Guido hätte viele Stunden verpasst, sei nicht aufgekreuzt oder wenn, dann lustlos und unkonzentriert. Damals ist er vierzehn Jahre alt.
Der Vater: Das hat uns verwundert, Guido liebte die Musik und seine Instrumente. Aber wir dachten einfach: Er hat halt keine Lust mehr.
Die Mutter: Zu der Zeit fiel uns auf, dass er uns manchmal nicht die Wahrheit sagte. Er sagte oft nach der Schule, er sei auf der BMX· Bahn hier im Ort, um mit seinen Freunden zu fahren. Wenn ich da aber zufällig mit unseren Hunden vorbeispazierte, war er nie da. Das kam ein paar Mal vor. Wenn ich ihn danach fragte, hatte er immer gute Ausreden.
Der Bruder: Da hatten wir uns schon ein wenig auseinandergelebt. Ist ja bei Geschwistern auch normal. Jeder hatte so sein Ding und seine Blase. Ich hatte damals nicht so den Überblick, was er mit wem machte.
Die Mutter: Einige Monate vorher habe ich Tabakutensilien bei Guido im Zimmer gefunden. Diese Papierehen und Filter. Beim Regal abstauben, ich habe nicht geschnüffelt. Ich habe ihn nie darauf angesprochen. Aber ich habe mir vorgenommen: Wenn ich mal Rauch an ihm rieche, dann spreche ich ihn an! Ich fand, dass jeder Teenager ein Recht auf Geheimnisse vor seinen Eltern hat.
Guido: Zu dieser Zeit habe ich angefangen, Cannabis und Ecstasy zu konsumieren. Ich hatte das mit Kumpels mal auf einer Party ausprobiert. Am Anfang haben wir nichts gespürt, aber beim zweiten oder dritten Mal hat es gekickt. Es fühlte sich gut an, ich war neugierig auf mehr.
Laut Bundesgesundheitsministerium und repräsentativen Studien aus dem Jahr 2018 weisen 600.000 Menschen in Deutschland einen problematischen Konsum von illegalen Drogen auf. Die Dunkelziffer liegt laut Experten weitaus höher.
Die Gespräche über die Fehlstunden und die schlechten Noten verlaufen, wie Gespräche mit einem Teenager eben verlaufen: Ja, hab’s kapiert, ist doch nicht so wild, ja, okay, kommt nicht wieder vor. Die Eltern denken: Alles okay.
Guido: Mit ungefähr 15 Jahren habe ich angefangen, auch Speed zu nehmen. Und mich für Techno zu interessieren. Ich ging in der Szene feiern und knüpfte dort Kontakte. Meine Kumpels und ich haben unser Taschengeld zusammengelegt, um Stoff zu kaufen.
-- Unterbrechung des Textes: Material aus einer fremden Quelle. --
PR #45107, opened 2022-11-26
[9.x] Add method missingAny to request

fernandokbs:
This PR adds the method missingAny() that is basically the contrary of hasAny()

Since Laravel has the methods `has`, `hasAny`, `whenHas`, and `missing`, `whenMissing`, I thought it was a good idea to add this method.

Before
```php
if(! $request->hasAny(['name','email'])) {

}
```

After

```php
if($request->missingAny(['name','email'])) {

}
```

it adds syntactic sugar.


taylorotwell:
Logic looks more like `missingAll` unless I'm mistaken.

PR #45111, opened 2022-11-27
[10.x] Add Route::json() method

Sultenhest:
This PR adds a new `Route::json()` method making it possible to register a new route that returns json.

Before:
```php
Route::get('/', function() {
});
```

After:
```php
Route::json('/', ['foo' => 'bar']);
```

Arguments that can be passed are:
1. The route
2. The data (\Illuminate\Contracts\Support\Arrayable|array)
3. A status code
4. Headers
5. Options

Long version:
```php
Route::json('/', ['foo' => 'bar'], 418, ['Framework' => 'Laravel'], JSON_PRESERVE_ZERO_FRACTION);
```

### DIFF
--- a/src/Illuminate/Routing/JsonController.php
+++ b/src/Illuminate/Routing/JsonController.php
@@ -1,0 +1,60 @@
+<?php
+
+namespace Illuminate\Routing;
+
+use Illuminate\Contracts\Routing\ResponseFactory;
+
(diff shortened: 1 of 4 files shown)


taylorotwell:
I would probably just do:

```
Route::get('/foo', fn () => [1, 2, 3]);
```

PR #45112, opened 2022-11-27
Align method visibility in HandlesAuthorization

Propaganistas:
Not sure why these two methods are public while their regular counterparts (`deny` / `allow`) are protected.


taylorotwell:
I see no reason to change this in a patch release.

PR #45117, opened 2022-11-28
[9.x] Allow set command description via `AsCommand` attribute

dinhquochan:
Currently, if we use the `AsCommand` attribute, it will not be set to `$description` of the class, because Laravel command overrides this property.

This PR will allow us to use `AsCommand` to set the description of the command class.

ExampleCommand.php using `AsCommand`:

```php
<?php

use Symfony\Component\Console\Attribute\AsCommand;

#[AsCommand('example', 'This is an example command')]
class ExampleCommand extends Command
{
    // 
}

```

**Before the PR**

image

**After the PR**

image

Thanks.

### DIFF
--- a/src/Illuminate/Console/Command.php
+++ b/src/Illuminate/Console/Command.php
@@ -79,7 +79,11 @@ class Command extends SymfonyCommand
         // Once we have constructed the command, we'll set the description and other
         // related properties of the command. If a signature wasn't used to build
         // the command we'll set the arguments and the options on this command.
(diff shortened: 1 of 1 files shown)


xuandung38:
Nice bro

vigstudio:
Great 👯

datlechin:
What a great PR

huynt57:
Nice idea

driesvints:
Please keep the conversation on-topic and use the 👍  if you like the PR.

PR #45118, opened 2022-11-28
[9.x] Prevent test issues with relations with the $touches property

### LINKED ISSUE #45064: Relationship is empty after using `hasAttached()` with model that `$touches` its parent
- Laravel Version: 9.41.0
- PHP Version: 8.1.11
- Database Driver & Version: SQLite 3.37.0 and MySQL 8.0.30

### Description:

Using the `hasAttached()` factory method to relate models, if either model `$touches` the relationship, the model instances will not be related correctly after being created—their relations to each other will be loaded but empty.

### Steps To Reproduce:

- New Laravel app demonstrating this issue: https://github.com/bakerkretzmar/laravel-has-attached-touches-bug (see [this test](https://github.com/bakerkretzmar/laravel-has-attached-touches-bug/blob/main/tests/Feature/ExampleTest.php))

- Failing `laravel/framework` test case: https://github.com/laravel/framework/compare/9.x...bakerkretzmar:framework:fix-factory-relations-with-touches

You have two Eloquent models, e.g. `User` and `Group`, connected with a BelongsToMany relationship. We want users to have their timestamps updated any time any of their groups are updated, so the `Group` model contains `protected $touches = ['users']`.

In a test, you create a user and group and attach them:

```php
$group = Group::factory()->hasAttached($user)->create();

$this->assertCount(1, $group->users);
```

That assertion fails.

The `users` relation is set on the new `$group` model, _as if_ it was just loaded from the database, but it's an empty collection (output from `dump($group)` inside the above test):

image

This only happens when one of the models has the relationship listed in its `$touches` property.

WendellAdriel:
As discussed on #45064 this is a change that will prevent the issue of an empty relationship when testing models with the `$touches` property defined.

TBH IDK if this is the expected behaviour so if this is not the best solution, feel free to close the PR or let me know what should I change so the PR can be accepted.

### DIFF
--- a/src/Illuminate/Database/Eloquent/Factories/Factory.php
+++ b/src/Illuminate/Database/Eloquent/Factories/Factory.php
@@ -328,24 +328,14 @@ abstract class Factory
 
             $model->save();
 
-            $this->removeEmptyRelations($model);
+            foreach ($model->getRelations() as $name => $items) {
+                if ($items->isEmpty()) {
+                    $model->unsetRelation($name);
+                }
+            }
+
             $this->createChildren($model);
         });
-    }
-
-    /**
-     * Remove the empty relations to avoid issues with touch when testing.
-     *
-     * @param  \Illuminate\Database\Eloquent\Model  $model
-     * @return void
-     */
-    protected function removeEmptyRelations(Model $model)
-    {
-        foreach ($model->getRelations() as $name => $items) {
-            if ($items->isEmpty()) {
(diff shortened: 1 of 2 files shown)


axlon:
@taylorotwell @WendellAdriel this PR breaks factories, it assumes a relation can only ever be a collection, but it can also be a single model.

This results in errors like:

```
BadMethodCallException : Call to undefined method App\Models\FooModel::isEmpty()
```

PR #45119, opened 2022-11-28
[9.x ] Updated Mailable to prevent duplicated recipients

### LINKED ISSUE #45042: Duplicate replyTo when running render() prior to send
- Laravel Version: 9.40.1
- PHP Version: 8.1.10
- Database Driver & Version: not relevant

### Description:
If you run `render()` prior to sending the email, it will double `replyTo`.
A bit related to #30857

### Steps To Reproduce:

The below example will add `info@example.com` 2 times to the reply_to field.
```
use App\Mail\Question;

$mailTemplate = new Question( 'Hello, I have a question' );
$mail = $mailTemplate->render();
// ...store $mail in the database

Mail::to( config( 'mail.from.address' ) )
    ->locale( 'nl' )
    ->send( $mailTemplate );
```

Anfangs haben wir nur nach der Schule konsumiert, dann irgendwann in der großen Pause. Dann vor der Schule. Zu Hause habe ich mir was auf dem Klo reingezogen. Nicht im Zimmer – sollte ja keiner merken.
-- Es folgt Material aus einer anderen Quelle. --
PR #45123, opened 2022-11-28
[9.x] Created the Clock facade to implement PSR-20

WendellAdriel:
I know that `Laravel` already has ways to deal with dates on it, but since `PRS-20` was accepted some days ago I thought on working on a simple implementation of it as a `facade`.

This PR introduces the `Clock` facade that implements the `ClockInterface` from the `PSR` implementing the `now` method and also adds two other methods: `withTimezone` and `createFromFormat`.

IDK if this is something that you want to add to the framework and if this is not the correct way of trying to add a new feature to the framework I apologize, I'm starting now to get involved with contributing to it.

### DIFF
--- a/composer.json
+++ b/composer.json
@@ -28,6 +28,7 @@
         "monolog/monolog": "^2.0",
         "nesbot/carbon": "^2.62.1",
         "nunomaduro/termwind": "^1.13",
+        "psr/clock": "^1.0",
         "psr/container": "^1.1.1|^2.0.1",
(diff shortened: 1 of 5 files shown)


taylorotwell:
I appreciate your efforts - but not sure we really need this in the core at the moment. Thank you.

WendellAdriel:
@taylorotwell no problems at all, it was something I thought of but I was not sure as well if that's something you had in mind for the Framework. But thanks for taking some time to check on this! 😉

Issue #45091, opened 2022-11-25
Anonymous Global Scopes does not apply after $model->refresh()


amshehzad:
- Laravel Version: 9.41.0
- PHP Version: 8.1.2
- Database Driver & Version:

### Description:
When a refresh method is called on a model,  the Anonymous Global Scope does applied on model

### Steps To Reproduce:
In User Model, apply a global scope to select a column like this:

Seine Familie merkt nichts. Dann kommt der Vatertag 2016. Guido ist 17 Jahre alt.
Die Mutter: Wir saßen zusammen beim Essen und dann hat er losgelegt. Er wirkte wie verkatert, verzweifelt. Und hat geweint.
Der Vater: Ich kann mich nicht mehr genau erinnern, was er gesagt hat. Aber die Essenz war, dass er Drogen konsumiere und Angst habe. Bei mir blieb das Gefühl: Scheiße, was ist das? Aber auch sofort die Rationalisierung: Na gut, er probiert das halt gerade aus.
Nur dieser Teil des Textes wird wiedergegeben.